Un buon esempio di quello che sono stati realmente i Joy Division lo si può però trovare altrove. Ad esempio in questo magnifico live “poco” ufficiale registrato alla Town Hall di High Wycombe il 20 febbraio del 1980. Più volte bootlegata ed anche presente sulla ristampa del doppio antologico “Still”, si tratta di una performance potente e vigorosa dove la band è al top della forma ed in 35 minuti snocciola un repertorio essenziale. Il loro set è semplicemente mozzafiato. Intenso, con una resa sonora quasi inquietante che fotografa una band che trova finalmente il suo vero suono - un suono che influenzerà così tante band e artisti da allora. I pezzi sono ormai dei classici. Una “Twenty four hours” letteralmente travolgente ed una “Love will tear us apart” mai così sentita e aperta a nuovi orizzonti pop, una serrata versione live di “Disorder”, veloce e ficcante ed una severa e spigolosa “Isolation”. Il suono è più cattivo e viscerale rispetto ai dischi in studio, il basso di Peter Hook pompa instancabilmente e la voce di Ian è profonda ed espressiva, a tratti disperata come in “Atrocity Exibition”.

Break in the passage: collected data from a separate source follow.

PR #51, opened 2023-03-28
Static method added to retrieve tools onboarded in config file

eliasyishak:
This PR exposes a static method on the `Analytics` class that will allow the tool using this package to retrieve a list of `DashTool` enums for each tool that has been onboarded into the config file. If there has been no tool added, or the file does not exist, it will return an empty list

This will help other tools that are not able to show a message to the developer get approval to send telemetry simultaneously with other tools. For example, if a user is using the analyzer inside vim, it won't be possible to prompt the user with a message informing them about analytics collection. However, in the case with the analyzer, it is part of the same codebase as the `dart-tool` and when the `dart-tool` displays it messages, it can also approve the analyzer to send messages since they are within the same logical grouping of dart tools.

Usage within production code:
```dart
final List<DashTool> onboardedTools = Analytics.onboardedTools();

// Returns a list of DashTool enums
// ie. --> [DashTool.flutterTools, DashTool.languageServer]
```

Usage within test code where we need to provide a filesystem and point to a different home directory:
```dart
// Setup the filesystem with the home directory
final FileSystemStyle fsStyle =
    io.Platform.isWindows ? FileSystemStyle.windows : FileSystemStyle.posix;
fs = MemoryFileSystem.test(style: fsStyle);

// Setup the home directory since `MemoryFileSystem.test()` is empty
const String homeDirName = 'home';
final Directory home = fs.directory(homeDirName);
home.createSync();

final List<DashTool> onboardedTools = Analytics.onboardedTools(fs: fs, homeDirectoryOverride: home);
```

### DIFF
--- a/pkgs/unified_analytics/CHANGELOG.md
+++ b/pkgs/unified_analytics/CHANGELOG.md
@@ -2,6 +2,7 @@
 
 - Error handling functionality added to prevent malformed session json data from causing a crash
 - Creating a new analytics constructor to point to a test instance of Google Analytics for developers
+- Adding a static method `Analytics.onboardedTools()` to retrieve a list of tools that have already been onboarded into the config file on the developer's machine
 
 ## 0.1.2
 
--- a/pkgs/unified_analytics/USAGE_GUIDE.md
+++ b/pkgs/unified_analytics/USAGE_GUIDE.md
@@ -184,3 +184,28 @@ Explanation of the each key above
 - toolCount: count of the Dart and Flutter tools sending analytics
 - recordCount: count of the total number of events in the log file
 - eventCount: counts each unique event and how many times they occurred in the log file
+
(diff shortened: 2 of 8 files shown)


eliasyishak:
fyi @bwilkerson @jcollins-g – pending our conversation tomorrow with Michael, I have drafted up this PR that will allow us to expose which tools have already been onboarded.

Even if we decide that we can't lump dart-tool with language-server, i think this method can still be useful to have included

jcollins-g (changes requested):
I don't think this is as important as before, given that the analyzer will be responsible for determining which logical group it is in on any given launch and different tooling won't be covering for each other.   But reviewing anyway in case there's a use case I'm not thinking of.

eliasyishak:
Closing as this isn't necessary anymore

A quei tempi i Joy Division erano molto lontani dalla iconica band post-punk che sarebbero diventati dopo la morte di Curtis e cercavano con vigore di imporre la loro scelta musicale ad orecchie finalmente più attente al cambiamento ed alla novità. Dopo sarebbero venuti i tempi della riscoperta e delle celebrazioni ma quella sera alla Town Hall c’erano solo 4 ragazzetti con l’idea fissa di poter assomigliare un giorno ad una vera rock band e volevano farlo con la “loro” musica. Trovo interessantissimo ad esempio l’inserimento delle prove soundcheck del concerto, sempre materiale di ottima qualità sonora. Nessun compromesso, nessun sorriso anche se si tratta di prove. Solo la determinazione delle interpretazioni, dove spicca una “Ice Age” memorabile, marziale ed ipnotica, quasi uscisse da un manuale di krautrock… e che dire di una una “Means to an end” definitiva nel suo incedere, senza sconti verso un finale già scritto. Di lì a tre mesi Ian si appenderà a una corda nella sua stanzetta a Macclesfield e lascerà un vuoto incolmabile per la sua generazione. Su quell’assenza, più ancora che su quella breve presenza, nascerà inevitabilmente il mito.